[WORK INSTRUCTION]
Filter the entries down to the lines containing "roundTimeMs", and copy those lines.
== Segment start ==
PR #1324, opened 2020-07-31
Add e2e upgrade test for application over REST & Gossip

tsachiherman:
## Summary

This PR includes a new e2e test to cover the acceptable of applications creation transaction before and after an upgrade.
The test cover the REST endpoint and ensures that the node rejects application transaction before the upgrade takes place, and accept the transaction once the upgrade took place.

## Test Plan

This is an e2e test.

### DIFF
--- a/test/e2e-go/upgrades/application_support_test.go
+++ b/test/e2e-go/upgrades/application_support_test.go
@@ -35,7 +35,7 @@ import (
 
 // consensusTestUnupgradedProtocol is a version of ConsensusCurrentVersion
 // that allows the control of the upgrade from consensusTestUnupgradedProtocol to
-// consensusTestUnupgradedProtocol
+// test-fast-upgrade-future
 const consensusTestUnupgradedProtocol = protocol.ConsensusVersion("test-unupgraded-protocol")
 
 func makeApplicationUpgradeConsensus(t *testing.T) (appConsensus config.ConsensusProtocols) {
--- a/test/e2e-go/upgrades/application_support_test.go
+++ b/test/e2e-go/upgrades/application_support_test.go
@@ -285,3 +285,266 @@ int 1
 	require.Equal(t, creator, app.Params.Creator)
 	return
 }
+
+// TestApplicationsUpgrade tests that we can safely upgrade from a version that doesn't support applications
+// to a version that supports applications. It verify that prior to supporting applications, the node would not accept
+// any application transaction and after the upgrade is complete, it would support that.
+func TestApplicationsUpgradeOverGossip(t *testing.T) {
+	// set the small lambda to 500 for the duration of this test.
+	roundTimeMs := 500
+	lambda := os.Getenv("ALGOSMALLLAMBDAMSEC")
+	os.Setenv("ALGOSMALLLAMBDAMSEC", fmt.Sprintf("%d", roundTimeMs))
+	defer func() {
+		if lambda == "" {
+			os.Unsetenv("ALGOSMALLLAMBDAMSEC")
+		} else {
+			os.Setenv("ALGOSMALLLAMBDAMSEC", lambda)
+		}
+	}()
+
+	consensus := makeApplicationUpgradeConsensus(t)
+
+	var fixture fixtures.RestClientFixture
+	fixture.SetConsensus(consensus)
+	fixture.SetupNoStart(t, filepath.Join("nettemplates", "TwoNodes100SecondTestUnupgradedProtocol.json"))
+
+	// for the primary node, we want to have a different consensus which always enables applications.
+	primaryNodeUnupgradedProtocol := consensus[consensusTestFastUpgrade(protocol.ConsensusFuture)]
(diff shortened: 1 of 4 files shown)


test/testdata/nettemplates/TwoNodes100SecondTestUnupgradedProtocol.json
```diff
@@ -5,12 +5,12 @@
     "Wallets": [
       {
         "Name": "Wallet1",
-        "Stake": 0,
-        "Online": true
+        "Stake": 10,
```
algonautshant, line 8: This change does not have any side-effects to other tests that use this?

test/e2e-go/upgrades/application_support_test.go
```diff
@@ -0,0 +1,550 @@
...
+	require.Equal(t, schema, state.Schema)
+	require.Equal(t, 1, len(state.KeyValue))
+	value, ok = state.KeyValue["counter"]
+	require.True(t, ok)
+	require.Equal(t, uint64(1), value.Uint)
+
+	// call the app
+	tx, err = client.MakeUnsignedAppOptInTx(uint64(appIdx), nil, nil, nil)
+	require.NoError(t, err)
+	tx, err = client.FillUnsignedTxTemplate(user, 0, 0, fee, tx)
```
algonautshant, line 492: why the round is set to 0?

test/e2e-go/upgrades/application_support_test.go
```diff
@@ -0,0 +1,550 @@
...
+	require.NoError(t, err)
+	signedTxn, err := client.SignTransactionWithWallet(wh, nil, tx)
+	require.NoError(t, err)
+	round, err = client.CurrentRound()
+	require.NoError(t, err)
+
+	_, err = client.BroadcastTransaction(signedTxn)
+	require.NoError(t, err)
+
+	// this transaction is expect to reach the first node ( primary ), but to be rejected by the second node when transmitted over gossip.
```
algonautshant, line 406: Where are we checking that the transaction is rejected by the second node?

test/e2e-go/upgrades/application_support_test.go
```diff
@@ -0,0 +1,550 @@
...
+	"github.com/algorand/go-algorand/data/basics"
+	"github.com/algorand/go-algorand/data/transactions"
+	"github.com/algorand/go-algorand/data/transactions/logic"
+	"github.com/algorand/go-algorand/protocol"
+	"github.com/algorand/go-algorand/test/framework/fixtures"
+)
+
+// consensusTestUnupgradedProtocol is a version of ConsensusCurrentVersion
+// that allows the control of the upgrade from consensusTestUnupgradedProtocol to
+// consensusTestUnupgradedProtocol
```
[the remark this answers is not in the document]
tsachiherman: fixed.

test/e2e-go/upgrades/application_support_test.go
```diff
@@ -0,0 +1,550 @@
...
+	require.NoError(t, err)
+	require.Equal(t, uint64(0), pendingTx.TotalTxns)
+
+	// check creator's balance record for the app entry and the state changes
+	ad, err = client.AccountData(creator)
+	require.NoError(t, err)
+	require.Equal(t, 1, len(ad.AppParams))
+	var appIdx basics.AppIndex
+	var params basics.AppParams
+	for i, p := range ad.AppParams {
```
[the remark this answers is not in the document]
tsachiherman: no, but since it's a map, you can't directly take the first key/value from it without a for loop.

test/testdata/nettemplates/TwoNodes100SecondTestUnupgradedProtocol.json
tsachiherman: No. I checked all the tests that were using this json, and all seems to be happy with this change.

test/e2e-go/upgrades/application_support_test.go
tsachiherman: Setting it to zero allow the underlying implementation to fill it up for us.

test/e2e-go/upgrades/application_support_test.go
tsachiherman: we check the transaction pool of the second node : 
```
	// check that the secondary node doesn't have that transaction in it's transaction pool.
	pendingTx, err = secondary.GetPendingTransactions(1)
	require.NoError(t, err)
	require.Equal(t, uint64(0), pendingTx.TotalTxns)
```

algonautshant: Even if it is accepted, it won't be in the transaction pool forever right?

tsachiherman: correct. it would remain there until `lastRound` passes. Keep in mind that once a transaction is included in a transaction pool, it would remain there until it's no longer valid ( i.e. passed `lastRound` ) or included in a block.
We know that it wasn't included in a block since we tested both nodes, and we know that blocks are always uniform.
== Segment end ==
[SOLUTION BELOW]
+	roundTimeMs := 500
+	os.Setenv("ALGOSMALLLAMBDAMSEC", fmt.Sprintf("%d", roundTimeMs))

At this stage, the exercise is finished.